Fans of the Napster music-sharing service had better make the most of it while it is still free and functioning.
Some experts are starting to ask if Napster-type services have any long-term future, and if the attitudes they encourage are doing more harm than good.
A study by US researchers has revealed the inequalities of Napster, and the weaknesses of copycat systems that try to avoid legal action by being more loosely organised.
The analysts believe the current band of net song-swappers will be superseded by similar systems set up by the record companies themselves that aim to make money and protect intellectual property.
Napster allows users to search for music stored on other Napster users' computers and then to download a digital copy for free on to their own machines.
The Recording Industry Association of America believes Napster is breaking copyright laws and is suing the service. The case is due back in court this month after a short adjournment.
Grazing lands
Research by internet ecologists Eytan Adar and Bernardo Huberman, at the Xerox Palo Alto Research Center, California, suggests that peer-to-peer systems such as Napster are creating a 21st Century "tragedy of the commons".
The phrase comes from a classic essay by biologist Garrett Hardin printed in the journal Science in 1968.
As long as people only grazed as many animals as the common could support, everyone benefited. However, as soon as people exploited the resources for their own gain, everyone lost out because the grazing land was gradually depleted.
Historians have criticised Hardin's portrayal of events, but many saw a lesson for policy makers, and consumers, in showing the effects of unfettered exploitation.
Now, some are saying that Napster, and many of the copycat services that have sprung up in its wake, encourage the kinds of behaviour that make it harder for musicians and record companies to prosper.
Something for nothing
"The danger is that Napster is training a whole group of consumers to enjoy music without paying for it," said David Philips, chief executive of music website icrunch.
Eytan Adar and Bernardo Huberman believe people take far more from services such as Napster than they give.
Napster is known as a peer-to-peer service because everyone that participates is supposed to act as a node in a huge distributed storage system. Music is not downloaded from a central computer, it comes via any Napster participant.
But Adar and Huberman found that 70% of the members of Gnutella, a Napster-type service, were contributing nothing.

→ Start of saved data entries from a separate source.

PR #141, opened 2022-10-14
YALB-289: Dashboards: Support form

marcb4k:
### Description of work
- Adds Webform module
- Adds a Support form configured to send requests to Yale Service Now with pre-filled values from the site
- Support form does not save data in Drupal

### Functional testing steps:
- [ ] Visit ```/admin/structure/block``` and click "Place block" in the "Content" region.
- [ ] Click "Place block" next to "Webform"
- [ ] Under "Webform", type "Support" and click on "Support Request"
- [ ] Click "Save block"
- [ ] Visit any page on the front-end
- [ ] Verify that the Webform block is on the page
- [ ] Fill out the "Location", "Contact Number", and "Page You Are Having Trouble With" - this last one is an autocomplete.
- [ ] Click Submit
- [ ] If you aren't logged into your Yale NetID, it will redirect you to the login screen first, proceed with the login.
- [ ] After login, it will redirect to the Service Now "Submit a Ticket" page.
- [ ] Verify that the various fields are pre-filled (Location, Contact number, Short description)
- [ ] In the body of the message, verify that the user agent matches your user agent and that the referral URL is the "page you are having trouble with"


marcb4k:
Since this work has changed scope, new testing instructions: 

- [ ]  Visit /admin/structure/block and click "Place block" in the "Content" region.
- [ ]  Click "Place block" next to "Support Form Block".
- [ ] Click "Save Block" and then "Save Blocks" at the bottom of the block admin interface.
- [ ] Visit any page on the front-end.
- [ ] Verify that the Support Form block is on the page (has a button with the title "Start a Support Request").
- [ ]  Click the button.
- [ ] If you aren't logged into your Yale NetID, it will redirect you to the login screen first, proceed with the login.
- [ ]  After login, it will redirect to the Service Now "Submit a Ticket" page.
- [ ]  Verify that the form contains the following dynamic elements: site URL, site title, user name, user roles, and user agent.

marcb4k:
@nJim - Some notes from this evening's refactor:

1. Redirect after login module disabled and removed from composer
2. Redirect after login code added to ys_core.module - it currently redirects to the front page.
3. Tried to test ```/user/password``` path, but locally I get a mailchimp transactional module error. I tested it on Pantheon and it's fine - this code that was added just changes the redirect URL of the login form so I think the forgot password page should be just fine
4. No need to add a cache tag for that block - it works fine without it for the different users - I think because we're logged in and caching is better with logged in users.
5. Added the block to the dashboard page.

nJim (approved):
Approved. Thank you for taking on all of the small issues and extra work along the way. Ship it.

The minority is supplying the music for everyone.
"Rampant free riding may eventually render [peer-to-peer networks] useless," said the researchers, "as few individuals will contribute anything that is new and high quality."

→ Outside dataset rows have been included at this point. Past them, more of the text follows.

PR #143, opened 2022-10-16
YALB-768: local development scripts

ModulesUnraveled:
## [YALB-768: local development scripts](https://yaleits.atlassian.net/browse/YALB-768)

**Description of work**
- Updates all of the local scripts to be useful, and work as expected. Follow review steps below for details.

### Setup the project from scratch
- [ ] `lando stop` Kill any running lando instance
- [ ] `docker system prune -a` delete all currently unused docker images and stuff (next time you start, it'll download updated/latest ones)
- [ ] Quit, and restart Docker, just for posterity.
- [ ] Delete your existing `yalesites-project` folder... or rename it or something
- [ ] Clone the repo `git clone git@github.com:yalesites-org/yalesites-project.git`
- [ ] `cd yalesites-project`
- [ ] `npm run setup`
	- Go find something else to do... This will take a LONG time, since it's cloning all of the docker containers from scratch, and doing a full install of the project from scratch. You might think it's frozen a couple of times. IT'S NOT. It just takes a REALLY long time!)
	- You will be asked for your ssh password about mid-way through, so check back occasionally
- [ ] Click the login link, and view your awesome site!

_NOTE: You can re-run the `npm run setup` script later to get a fresh install, and it'll run much faster since you'll already have the docker images cached locally. I just went a little extra-overboard in the steps above to verify new contributors would be successful setting the project up for the first time._


scripts/local/db-get.sh
```diff
@@ -0,0 +1,7 @@
+#!/bin/bash
+
+if [ -f reference/backup.sql.gz ];
+  then mv reference/backup.sql.gz reference/backup-prev.sql.gz;
```
nJim, line 4: I'm confused by this bit. Seems like you want to keep the old version as a backup so you do not lose it. What's the reason? If you run this command twice then you overwrite it anyhow.

ModulesUnraveled: Yeah, it's really just a light weight "oh crap I wanted to keep using that other db, but I just ran the db:get script, and it's gone now" safeguard. But I didn't think it was necessary to keep anything more than just the previous one. I guess it's not necessary at all, you could always download it directly from pantheon manually. It's something I've used before, but I'm not tied to in any way.

ModulesUnraveled: It would probably be most useful if there was a major database change, but you are already working on a PR before that update happened. This way you could have both database states locally for different branches and import the one you need.

It's definitely an edge case though, so if you're proposing getting rid of this, I wouldn't fight it.

package.json
```diff
@@ -2,31 +2,32 @@
...
-    "local:cl-update": "./scripts/local/dev-component-library-update.sh",
     "lint:php": "composer lint:php",
-    "lint": "./scripts/local/lint.sh",
-    "test": "./scripts/local/test.sh",
-    "husky:commit-msg": "commitlint --edit $1",
-    "husky:pre-commit": "lint-staged"
+    "lint:styles": "stylelint --color {web/modules/custom,web/themes/contrib/atomic,web/themes/custom,web/profiles/custom}/**/*.scss",
+    "local:review-with-cl-branch": "./scripts/local/local-review-with-cl-branch.sh",
+    "local:review-with-atomic-branch": "./scripts/local/local-review-with-atomic-branch.sh",
+    "local:cl-dev": "chokidar 'web/themes/contrib/atomic/component-library-twig/components' -c 'npm run local:review-with-cl-branch'",
```
nJim, line 23: I'm not able to figure out this line. I think you are already doing it, but we should describe some of these in a README file.

nJim (commented):
This is a big step in the right direction. Thank you for cleaning up so much of this. I left a few questions. Feel free to use the feedback in your next round of edits .. I can mark this approved if you want to just move it forward as there is no risk to the application.

scripts/local/db-get.sh
nJim: Let's keep it for now. It doesn't hurt anything and offers a small assurance. But I may change this when we revamp local script in the future.

scripts/local/assets-pull.sh
```diff
@@ -0,0 +1,3 @@
+#!/bin/bash
+
+lando pull --code=none --database=test --files=test
```
vinmassaro, line 3: Why does this pull from test?

scripts/local/local-review-with-atomic-branch.sh
```diff
@@ -0,0 +1,19 @@
+#!/bin/bash
+# This script will checkout the specified branch of atomic for local review.
+
+GREEN='\033[1;32m'
+ENDCOLOR='\033[0m'
+
+read -p "Which branch of the atomic repo do you need? " BRANCH
+
+echo -e "${GREEN}Checking out the $BRANCH branch of Atomic"
```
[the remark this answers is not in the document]
vinmassaro: There are a few quick [shellcheck](https://www.shellcheck.net/) fixes that can be made on this file

scripts/local/local-review-with-cl-branch.sh
```diff
@@ -7,14 +7,10 @@
...
 
 echo -e "${GREEN}Move into atomic and checkout develop"
 cd web/themes/contrib/atomic
-nvm use
-git checkout develop
-echo -e "${GREEN}npm ci${ENDCOLOR}"
-npm ci
 echo -e "${GREEN}Delete installed component library${ENDCOLOR}"
 rm -rf node_modules/@yalesites-org/component-library-twig/
 echo -e "${GREEN}Clone component library${ENDCOLOR}"
```
vinmassaro, line 16: There are a few quick [shellcheck](https://www.shellcheck.net/) fixes that can be made on this file

scripts/local/local-review-with-atomic-branch.sh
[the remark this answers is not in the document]
ModulesUnraveled: I fixed this in the follow-up PR Here: https://github.com/yalesites-org/yalesites-project/pull/147

vinmassaro (changes requested):
I added a few minor comments, but other than that, this looks good to me. Thanks for doing this cleanup!

scripts/local/assets-pull.sh
ModulesUnraveled: It shouldn't. I didn't look closely enough. I've updated it in the follow-up PR to pull from dev.

scripts/local/local-review-with-cl-branch.sh
ModulesUnraveled: I've made all of these fixes in the [followup PR](https://github.com/yalesites-org/yalesites-project/pull/147) Thanks!

nJim (approved):
I see the changes in the follow up PR. Thanks Brian. Approved from my point of view. Will also wait for Vincent to sign off to call it ready to merge.

vinmassaro (approved):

The researchers also warn that this unequal contribution makes the services much more open to successful legal action.
Economics of the free
Fans of Gnutella claim it is harder to shut down because there is no central database for lawyers to target. However, the academics point out that because only 30% of people using Gnutella upload music, the service could be shut down quickly if action were taken against this minority.
But there are other, more fundamental threats to the long-term survival of Napster-type services. Philips questions how long Napster has before it runs out of money. "As a business model free cannot last," he said.
Clay Shirky, an analyst at The Accelerator Group and professor of film and media at Hunter College in New York, says Napster-type services may have a limited life because the music industry is starting to catch on and catch up.
Technology tames
"Record companies are realising that making lots of circles of plastic is a really stupid business to be in," he said.
Mr Shirky says the music industry is changing rapidly and recognising that consumers have a need it is not serving.
"Napster has shown that people are willing to break the law to have access to the world's music catalogue," he said. "The industry is looking to licence someone who will play nice with them."
Mr Shirky expects subscription-based systems to emerge that let people download a certain amount of music over a given time period. Music companies are keen on this kind of system because it lowers their distribution costs and improves the return on the artists they manage.
Others are turning to technology to solve the problem of non-payers and pirates.
Systems like Mojo Nation, developed by a company called Evil Geniuses for a Better Tomorrow, try to encourage responsible behaviour by not letting people download everything for free.
Those signing up to the network are rewarded with units of a digital currency, called mojo, depending on how much bandwidth, storage space and processing power they contribute to the system.
The units of mojo are spent when people download anything stored on the system. Mojo can also be bought with real money and used to pay artists who contribute.
Members of Mojo Nation are not anonymous and their reputation for being good or bad citizens affects the rewards they get and who is prepared to deal with them.